"The autobiography of Mary Breckinridge, the remarkable founder of the Frontier Nursing Service. Riding out on horseback, the FNS nurse-midwives, the first of their profession in this country, proved that high mortality rates and malnutrition need not be the norm in rural areas. By their example and through their graduates, the FNS has exacted a lasting influence on family health care throughout the world."
Mary Breckinridge's account of her life's events that she felt led her to create her wonderful and important Frontier Nursing Service, which also led to the creation of the Frontier Nursing University, contains fun and sad tales of the world during her time of growing up and becoming a woman and a nurse midwife that influences a whole region's health. I found her way of speaking delightful and uncontrived and therefore approachable. The stories also took me back in time to my family's history, which meant a lot to me. reading her story is like listening to my elders reminisce. I could listen all day!
Required reading for anyone interested in public health and midwifery; a really interesting and beautiful story of community based health efforts in the 1920’s.
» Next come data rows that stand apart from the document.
PR #18846, opened 2024-05-01
[202311] Fix for DNS service being canceled 

gpunathilell:
Cherry Pick of #18670 
#### Why I did it
To fix `resolv-config.service` being cancelled:
`resolv-config.service` is started from `hostcfgd` each time there is an [update to the dns configuration or during the start of hostcfgd.
](https://github.com/sonic-net/sonic-host-services/blob/6fce4781da508709f11be595e3c7048ffd3138cb/scripts/hostcfgd#L1406) When we perform `config reload` because `hostcfgd` is restarted `resolv-config.service` is also restarted, but due to dependency of [`resolv-config.service` on `sonic.target`](https://github.com/sonic-net/sonic-buildimage/blob/ed839c65055c3cbb446ddabdc9c15b0684988139/files/image_config/resolv-config/resolv-config.service#L5)  `systemd` also tries to restart `resolv-config.service` causing cancellation of one of the instances of `resolv-config.service`. This fix removes the dependency of `resolv-config.service` on `sonic.target` and prevents double initialization of `resolv-config.service` since `hostcfgd` calls `resolv-config.service` during it's initialization so the initial configuration will not be missed after removing the dependency

##### Work item tracking

#### How I did it
By removing the `BindsTo` and `WantedBy` dependency to `sonic.target` the service is not restarted upon `config reload` by `systemd` anymore, which would solve the issue of the service being cancelled.

#### How to verify it
No occurrence of `Job for resolv-config.service canceled.` in `syslog` after this change is considered

- [ ] 201811
- [ ] 201911
- [ ] 202006
- [ ] 202012
- [ ] 202106
- [ ] 202111
- [ ] 202205
- [ ] 202211
- [ ] 202305

- [ ] 
- [ ]

### DIFF
--- a/files/image_config/resolv-config/resolv-config.service
+++ b/files/image_config/resolv-config/resolv-config.service
@@ -2,7 +2,6 @@
 Description=Update DNS configuration
 Requires=updategraph.service
 After=updategraph.service
-BindsTo=sonic.target
 After=sonic.target
 StartLimitIntervalSec=0
 
--- a/files/image_config/resolv-config/resolv-config.service
+++ b/files/image_config/resolv-config/resolv-config.service
@@ -11,5 +11,3 @@ Type=oneshot
 RemainAfterExit=yes
 ExecStart=/usr/bin/resolv-config.sh start
 
-[Install]
-WantedBy=sonic.target


dgsudharsan (approved):

keboliu:
@yxieca would you please help to approve and merge this to 202311? This is a backport bug fix PR.

liat-grozovik:
@yxieca please help to merge

ganglyu (approved):

yxieca:
@gpunathilell what is the consequence of missing the initial resolve config?

dgsudharsan:
> @gpunathilell what is the consequence of missing the initial resolve config?

Hi @yxieca I don't think the configuration will be missed as hostcfgd will process this during its initialization. This flow avoids double initialization as being tied to sonic.target will invoke it once followed by hostcfgd invoking it again.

I spent a summer working as a courier for the Frontier Nursing Service, so it was great to return to Appalachia through the account of one of history’s most influential nurses as she realized her own dreams of its founding.
I too found some of the chapters fascinating, but much of the story is about financing, supporters and committee members, which made for too many names and not enough substance.
Sadly this book was much more about administrative duties and the ins and outs of starting the Frontier Nursing Service than it was about being a horseback midwife in the Appalachian mountains. I was mostly looking for stories of their care but that was not this book. Mary Breckinridge sounds like an incredible person but the book was just pretty dry. Also heartbreaking, the story of her own kid's deaths as well as all the kids in the Kentucky mountains that had such a hard life was just tough to read about. Also I need more information about the medicine that was practiced at that time, why did they do versions for previa?? And so interesting that she actually saw it as a win getting her patients into the hospital for their birth while midwives now are working to keep healthy patients OUT of the hospital, or at least have a least-hospital like experience as possible. Different sides of the care spectrum for sure, and it's nice to remember that being in the middle is the ideal. Modern medicine is good, when it's needed. And it's also good to let physiological birth do it's thing when it can.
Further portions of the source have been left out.